You must define one document model for each document format that you intend to index. Here is a simple document model for plain-text structured documents. Note that GPP in the example stands for General Purpose Parser.
<?xml version="1.0"?> <GPPModel> - here begins the GPP document model <GPPFieldDefinition - here begins a field definition name="Head" - the name you assign to this field start="[head]" - the boundary string at the beginning of the field end="[/head]" - the boundary string at the end of the field exclude="YES" /> <GPPFieldDefinition - here begins the next field definition name="Abstract" start="[abstract]" end="[/abstract]" exclude="NO" /> : : </GPPModel>
Document models are specified in the XML language using tags as defined in Appendix G. Document model reference.

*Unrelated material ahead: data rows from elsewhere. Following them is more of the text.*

Issue #67012, opened 2022-08-25
Cart action rejections are not all handled


sirbrillig:
In https://github.com/Automattic/wp-calypso/pull/58834 we began rejecting the Promise returned by code using the @automattic/shopping-cart package if the /me/shopping-cart endpoint returns its payload with messages in the errors array. 

Messages returned in the errors array are displayed by the `CartMessages` component regardless of what action caused the endpoint to return the errors. This is in addition to the rejected Promise.

Because the Promise rejects, any code that was calling an action (eg: addProductsToCart()) can assume that the operation failed. However, some calling code does not handle the rejection, because there is no action needed. This causes the error to bubble up to the console, and more importantly, to our error logging systems. Recording errors like "This coupon is not valid" is not useful.

We should make sure that every action's Promise includes a `try/catch` (if using `await`) or a `.catch()`. (Make sure to double check that rejections are not already being handled at a higher level, like a parent `async` function.)

sirbrillig:
One example of resolving this: https://github.com/Automattic/wp-calypso/pull/66540

sirbrillig:
https://github.com/Automattic/wp-calypso/pull/67020 starts this process for one of the actions.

A document model consists of text field definitions and attribute definitions. This example illustrates only text field definitions defined in GPPFieldDefinition elements. In a similar way, you can use GPPAttributeDefinition to define document attributes.
The first line <?xml version="1.0"?> in the example specifies that the document model is written using XML tags. Each of the text field definitions specifies boundary strings to identify the start and end of the field definition in the source document. So, whenever a document contains the sequence of characters [head] followed by some text and the sequence of characters [/head], the text between those boundary strings is taken to be the content of the text field that is assigned by the name head.
You assign a field name to each field definition. This field name is the means by which a query can restrict search to the content of a text field. The name can be either fixed or can be derived by a rule from the structural unit's content. Such a name could be, for example, the tag name for an XML entity, or the name of an XML attribute.